Work instructions: Return the full listing, character for character.

START Provided information

PR #419, opened 2021-03-31
[easy] Use ts-node to run requirement-generator script

SamChou19815:
### Summary 

Use ts-node to run the script without compiling all the code first. I also use the `-T` option to do transpilation only (no type checking) to speed things up. (Type checking will be done in CI anyways.)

END Provided information

Exercise answer:
PR #419, opened 2021-03-31
[easy] Use ts-node to run requirement-generator script

SamChou19815:
### Summary 

Use ts-node to run the script without compiling all the code first. I also use the `-T` option to do transpilation only (no type checking) to speed things up. (Type checking will be done in CI anyways.)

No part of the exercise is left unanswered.